Note that we are using Cilium as the CNI. Cilium will in normal operations remove the taint node.cilium.io/agent-not-ready on the node once the cilium-agent is running on the node. The Cilium operator attempts to attach an additional ENI on the host via ec2:AttachNetworkInterface. AWS Audit log entry below, notice the errorMessage:

{
    "errorCode": "Client.IncorrectState",
    "eventSource": [
      "ec2.amazonaws.com"
    ],
    "errorMessage.keyword": [
      "Instance 'i-078e295d1e5549ea3' is not 'running' or 'stopped'."
    ],
    "eventTime": [
      "2024-02-21T05:59:42.000Z"
    ],
    "errorCode.keyword": [
      "Client.IncorrectState"
    ],
    "requestParameters.instanceId": [
      "i-078e295d1e5549ea3"
    ],
    "errorMessage": [
      "Instance 'i-078e295d1e5549ea3' is not 'running' or 'stopped'."
    ],
}

The strange thing is that the Pending instance seems to be, working, kinda. Pods that use hostNetwork:true are able to run on this instance, and they seem to work. Kubelet is reporting that it is ready. Fetching logs from a pod running on the node fails though: Error from server: Get "https://10.209.146.79:10250/containerLogs/kube-system/cilium-operator-5695bfbb6b-gm9ch/cilium-operator": remote error: tls: internal error

Expected Behavior: I'm not really sure to be honest. The NodeClaim is stuck in Ready:false as Cilium is not removing the taints, as the operator is not able to attach an ENI to the instance. As the EC2 API reports the instance as Pending, I would expect karpenter to mark the node as failed/not working a remove it.

So what I think should happen, is that karpenter would mark EC2 nodes that are in state Pending for more than 15minutes, to be marked as not ready and decommissioned

Reproduction Steps (Please include YAML):

Versions:

k8s-ci-robot commented 3 months ago

This issue is currently awaiting triage.

If cloud-provider-aws contributors determine this is a relevant issue, they will accept it by applying the triage/accepted label and provide further guidance.

The triage/accepted label can be added by org members by writing /triage accepted in a comment.

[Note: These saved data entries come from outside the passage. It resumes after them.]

PR #1099, opened 2020-10-12
Add a HTTP request module with authorization

cspiel1:
Provides the HTTP request feature of https://github.com/baresip/re/pull/33 in form of a new baresip module "httpreq".
- Makes use of struct network which also was moved to libre.
- GET, POST requests
- TLS
- basic, digest and bearer authentication

PR https://github.com/baresip/re/pull/34 adds struct network to libre.

Travis will be happy if https://github.com/baresip/re/pull/33 and https://github.com/baresip/re/pull/34 are merged.

### DIFF
--- a/docs/examples/config
+++ b/docs/examples/config
@@ -152,6 +152,7 @@ module_app		menu.so
 module_app		vidloop.so
 # module_app		ctrl_dbus.so
 # ctrl_dbus_use		system       # system, session
+# module_app		httpreq.so
 
 
 #------------------------------------------------------------------------------
@@ -220,3 +221,4 @@ video_selfview		window # {window,pip}
 
 # EBU ACIP
 #ebuacip_jb_type     	fixed   # auto,fixed
+
--- a/docs/examples/config
+++ b/docs/examples/config
@@ -222,3 +222,11 @@ video_selfview		window # {window,pip}
 # EBU ACIP
 #ebuacip_jb_type     	fixed   # auto,fixed
 
+# HTTP request module
+# httpreq_ca		trusted1.pem
+# httpreq_ca		trusted2.pem
+# httpreq_dns		1.1.1.1
+# httpreq_dns		8.8.8.8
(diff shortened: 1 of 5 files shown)


oej:
You only have a setting for client cert. I would like to see a setting for client key to have them in separate files.

cspiel1:
> You only have a setting for client cert. I would like to see a setting for client key to have them in separate files.

Okay, makes sense!

alfredh:
what is the purpose of this
new module?

cspiel1:
> what is the purpose of this
> new module?

Allows to interact with a remote REST interface.

include/baresip.h
```diff
@@ -333,17 +333,6 @@ struct config_avt {
...
-struct config_net {
-	int af;                 /**< AF_UNSPEC, AF_INET or AF_INET6 */
-	char ifname[64];        /**< Bind to interface (optional)   */
-	struct {
-		char addr[64];
-		bool fallback;
-	} nsv[NET_MAX_NS];      /**< Configured DNS nameservers     */
-	size_t nsc;             /**< Number of DNS nameservers      */
-};
-
```
alfredh, line 346: I dont agree with this change.

This code belongs to baresip. if you need similar code in a different project, it is better
to write the code from scratch or to copy parts of it.

cspiel1: Do you mean you don't want to have "struct network" in libre? I could revert this commit and leave network in baresip.
Or do you mean you don't find the module useful?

Instructions for interacting with me using PR comments are available [here](https://git.k8s.io/community/contributors/guide/pull-requests.md). If you have questions or suggestions related to my behavior, please file an issue against the [kubernetes/test-infra](https://github.com/kubernetes/test-infra/issues/new?title=Prow%20issue:) repository.
toredash commented 3 months ago

I forgot to mention that this is a duplicate of https://github.com/aws/karpenter-provider-aws/issues/5706, after a dialoge with AWS Support it was requested that this issue should be filed against kubernetes/cloud-provider-aws

olemarkus commented 3 months ago

CCM doesn't have any role to play in the lifecycle of an instance. I don't really see what CCM could do other than add further taints to the node, marking it not ready. I agree with you that the most reasonable way forward is to have Karpenter cordon, empty, and remove instances that are stuck for too long in given states. Optionally with a flag for enabling/disabling this behavior addressing the concern that vital workloads may already have been deployed to such an instance. However, in your case, it seems like even those Pods that are running on faulty instances are not behaving properly so not sure removing those instances really is that dangerous.

toredash commented 3 months ago

I agree @olemarkus, and I had a hunch this would be the response for my query as well. I'm in a limbo here, I'll see what I can do to get attention with karpenter directly.

cartermckinnon commented 3 months ago

I agree with @olemarkus, this isn't related to CCM; it should be tracked in the reference Karpenter issue.